#### [PROBLEM]
Each line of the data below must be reproduced without any change.

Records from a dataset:
◆ ◆ ◆ ◆ ◆
PR #765, opened 2025-09-05
feat: generate kinds in parallel across multiple processes

bhearsum:
This is a slightly updated version of #738 + #744, which were backed out a few weeks ago due to not working correctly on Windows. In a conversation I had today it was suggested that we should just not support multiprocess on Windows so we can at least take the win elsewhere. This patch does that, and surely no other issues will arise...

### DIFF
--- a/src/taskgraph/generator.py
+++ b/src/taskgraph/generator.py
@@ -5,6 +5,12 @@
 import copy
 import logging
 import os
+import platform
+from concurrent.futures import (
+    FIRST_COMPLETED,
+    ProcessPoolExecutor,
+    wait,
+)
 from dataclasses import dataclass
 from typing import Callable, Dict, Optional, Union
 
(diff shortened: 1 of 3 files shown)


bhearsum:
This still needs more testing in Gecko; I'm opening it as a draft for now to sanity check CI on the taskgraph side.

src/taskgraph/generator.py
```diff
@@ -253,6 +264,101 @@ def _load_kinds(self, graph_config, target_kinds=None):
...
+
+        return all_tasks
+
+    def _load_tasks_parallel(self, kinds, kind_graph, parameters):
+        all_tasks = {}
+        futures_to_kind = {}
+        futures = set()
+        edges = set(kind_graph.edges)
+
+        with ProcessPoolExecutor() as executor:
```
jcristau, line 305: AIUI we rely on the use of `fork` here, so per the documentation note at https://docs.python.org/3/library/concurrent.futures.html#concurrent.futures.ProcessPoolExecutor should pass
`mp_context=multiprocessing.get_context("fork")` to ensure we get the right thing (and instead of platform == windows we can test for `"fork" in multiprocessing.get_all_start_methods()`?).

I might be confused though because apparently `spawn` is the default on macos already.  Did we test this there?

bhearsum: Yup; good callout. Even with forking though, it looks like this crashes on mac repeatedly. https://github.com/python/cpython/issues/77906 suggests that this is a common problem when forking on macOS :(. (`forkserver` also does not work; it fails the same way that `spawn` does.)

bhearsum: I ended up turning off support for everything but Linux, to be safe.

jcristau, line 305: still need to explicitly request the `fork` thing here

src/taskgraph/generator.py
```diff
@@ -307,31 +413,18 @@ def _run(self):
...
-                    message += f' - "{k}"\n'
-                raise Exception(message)
+        # Current parallel generation relies on multiprocessing, and forking.
+        # This causes problems on Windows and macOS due to how new processes
+        # are created there, and how doing so reinitializes global variables
+        # that are modified earlier in graph generation, that doesn't get
+        # redone in the new processes. Ideally this would be fixed, or we
+        # would take another approach to parallel kind generation. In the
+        # meantime, it's not supported outside of Linux.
+        if platform.system() != "Linux":
```
jcristau, line 423: Consider something like
```suggestion
        if platform.system() != "Linux" or os.environ.get("TASKGRAPH_SERIAL"):
```
so that the serial case can be tested on linux still.

jcristau (approved):
r+wc

src/taskgraph/generator.py
bhearsum: erm, sorry...that's a major oversight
◆ ◆ ◆ ◆ ◆
#### [ANSWER SPACE]
PR #765, opened 2025-09-05
feat: generate kinds in parallel across multiple processes

bhearsum:
This is a slightly updated version of #738 + #744, which were backed out a few weeks ago due to not working correctly on Windows. In a conversation I had today it was suggested that we should just not support multiprocess on Windows so we can at least take the win elsewhere. This patch does that, and surely no other issues will arise...

### DIFF
--- a/src/taskgraph/generator.py
+++ b/src/taskgraph/generator.py
@@ -5,6 +5,12 @@
 import copy
 import logging
 import os
+import platform
+from concurrent.futures import (
+    FIRST_COMPLETED,
+    ProcessPoolExecutor,
+    wait,
+)
 from dataclasses import dataclass
 from typing import Callable, Dict, Optional, Union
 
(diff shortened: 1 of 3 files shown)


bhearsum:
This still needs more testing in Gecko; I'm opening it as a draft for now to sanity check CI on the taskgraph side.

src/taskgraph/generator.py
```diff
@@ -253,6 +264,101 @@ def _load_kinds(self, graph_config, target_kinds=None):
...
+
+        return all_tasks
+
+    def _load_tasks_parallel(self, kinds, kind_graph, parameters):
+        all_tasks = {}
+        futures_to_kind = {}
+        futures = set()
+        edges = set(kind_graph.edges)
+
+        with ProcessPoolExecutor() as executor:
```
jcristau, line 305: AIUI we rely on the use of `fork` here, so per the documentation note at https://docs.python.org/3/library/concurrent.futures.html#concurrent.futures.ProcessPoolExecutor should pass
`mp_context=multiprocessing.get_context("fork")` to ensure we get the right thing (and instead of platform == windows we can test for `"fork" in multiprocessing.get_all_start_methods()`?).

I might be confused though because apparently `spawn` is the default on macos already.  Did we test this there?

bhearsum: Yup; good callout. Even with forking though, it looks like this crashes on mac repeatedly. https://github.com/python/cpython/issues/77906 suggests that this is a common problem when forking on macOS :(. (`forkserver` also does not work; it fails the same way that `spawn` does.)

bhearsum: I ended up turning off support for everything but Linux, to be safe.

jcristau, line 305: still need to explicitly request the `fork` thing here

src/taskgraph/generator.py
```diff
@@ -307,31 +413,18 @@ def _run(self):
...
-                    message += f' - "{k}"\n'
-                raise Exception(message)
+        # Current parallel generation relies on multiprocessing, and forking.
+        # This causes problems on Windows and macOS due to how new processes
+        # are created there, and how doing so reinitializes global variables
+        # that are modified earlier in graph generation, that doesn't get
+        # redone in the new processes. Ideally this would be fixed, or we
+        # would take another approach to parallel kind generation. In the
+        # meantime, it's not supported outside of Linux.
+        if platform.system() != "Linux":
```
jcristau, line 423: Consider something like
```suggestion
        if platform.system() != "Linux" or os.environ.get("TASKGRAPH_SERIAL"):
```
so that the serial case can be tested on linux still.

jcristau (approved):
r+wc

src/taskgraph/generator.py
bhearsum: erm, sorry...that's a major oversight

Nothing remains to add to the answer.